Dataset entries
= = = = = = =

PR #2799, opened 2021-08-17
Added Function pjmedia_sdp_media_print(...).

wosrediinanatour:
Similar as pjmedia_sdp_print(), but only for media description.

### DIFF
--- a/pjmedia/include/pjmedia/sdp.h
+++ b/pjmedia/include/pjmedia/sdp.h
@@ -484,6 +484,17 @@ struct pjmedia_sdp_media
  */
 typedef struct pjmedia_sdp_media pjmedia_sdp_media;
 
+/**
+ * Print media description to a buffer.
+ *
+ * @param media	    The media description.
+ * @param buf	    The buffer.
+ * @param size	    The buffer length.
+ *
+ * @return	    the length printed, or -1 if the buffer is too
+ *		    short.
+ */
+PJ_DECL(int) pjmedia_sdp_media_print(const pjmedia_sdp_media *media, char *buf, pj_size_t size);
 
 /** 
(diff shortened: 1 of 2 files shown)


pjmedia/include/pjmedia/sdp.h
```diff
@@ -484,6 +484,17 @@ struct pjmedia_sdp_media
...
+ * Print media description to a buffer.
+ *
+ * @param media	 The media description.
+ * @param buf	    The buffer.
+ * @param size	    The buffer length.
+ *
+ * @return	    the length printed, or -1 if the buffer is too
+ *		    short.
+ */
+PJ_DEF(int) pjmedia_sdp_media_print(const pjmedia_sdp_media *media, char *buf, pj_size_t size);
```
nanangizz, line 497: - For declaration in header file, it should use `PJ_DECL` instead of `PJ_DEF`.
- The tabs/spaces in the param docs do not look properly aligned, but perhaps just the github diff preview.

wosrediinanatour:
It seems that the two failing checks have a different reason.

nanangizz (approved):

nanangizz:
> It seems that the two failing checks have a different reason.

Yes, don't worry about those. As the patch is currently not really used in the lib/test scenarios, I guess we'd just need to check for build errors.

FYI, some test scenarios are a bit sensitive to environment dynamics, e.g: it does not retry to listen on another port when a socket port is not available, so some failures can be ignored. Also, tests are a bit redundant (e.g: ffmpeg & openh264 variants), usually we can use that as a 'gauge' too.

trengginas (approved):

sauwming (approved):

= = = = = = =

### Assignment
Each record above should be repeated exactly as it appears.

### Solution to the exercise
PR #2799, opened 2021-08-17
Added Function pjmedia_sdp_media_print(...).

wosrediinanatour:
Similar as pjmedia_sdp_print(), but only for media description.

### DIFF
--- a/pjmedia/include/pjmedia/sdp.h
+++ b/pjmedia/include/pjmedia/sdp.h
@@ -484,6 +484,17 @@ struct pjmedia_sdp_media
  */
 typedef struct pjmedia_sdp_media pjmedia_sdp_media;
 
+/**
+ * Print media description to a buffer.
+ *
+ * @param media	    The media description.
+ * @param buf	    The buffer.
+ * @param size	    The buffer length.
+ *
+ * @return	    the length printed, or -1 if the buffer is too
+ *		    short.
+ */
+PJ_DECL(int) pjmedia_sdp_media_print(const pjmedia_sdp_media *media, char *buf, pj_size_t size);
 
 /** 
(diff shortened: 1 of 2 files shown)


pjmedia/include/pjmedia/sdp.h
```diff
@@ -484,6 +484,17 @@ struct pjmedia_sdp_media
...
+ * Print media description to a buffer.
+ *
+ * @param media	 The media description.
+ * @param buf	    The buffer.
+ * @param size	    The buffer length.
+ *
+ * @return	    the length printed, or -1 if the buffer is too
+ *		    short.
+ */
+PJ_DEF(int) pjmedia_sdp_media_print(const pjmedia_sdp_media *media, char *buf, pj_size_t size);
```
nanangizz, line 497: - For declaration in header file, it should use `PJ_DECL` instead of `PJ_DEF`.
- The tabs/spaces in the param docs do not look properly aligned, but perhaps just the github diff preview.

wosrediinanatour:
It seems that the two failing checks have a different reason.

nanangizz (approved):

nanangizz:
> It seems that the two failing checks have a different reason.

Yes, don't worry about those. As the patch is currently not really used in the lib/test scenarios, I guess we'd just need to check for build errors.

FYI, some test scenarios are a bit sensitive to environment dynamics, e.g: it does not retry to listen on another port when a socket port is not available, so some failures can be ignored. Also, tests are a bit redundant (e.g: ffmpeg & openh264 variants), usually we can use that as a 'gauge' too.

trengginas (approved):

sauwming (approved):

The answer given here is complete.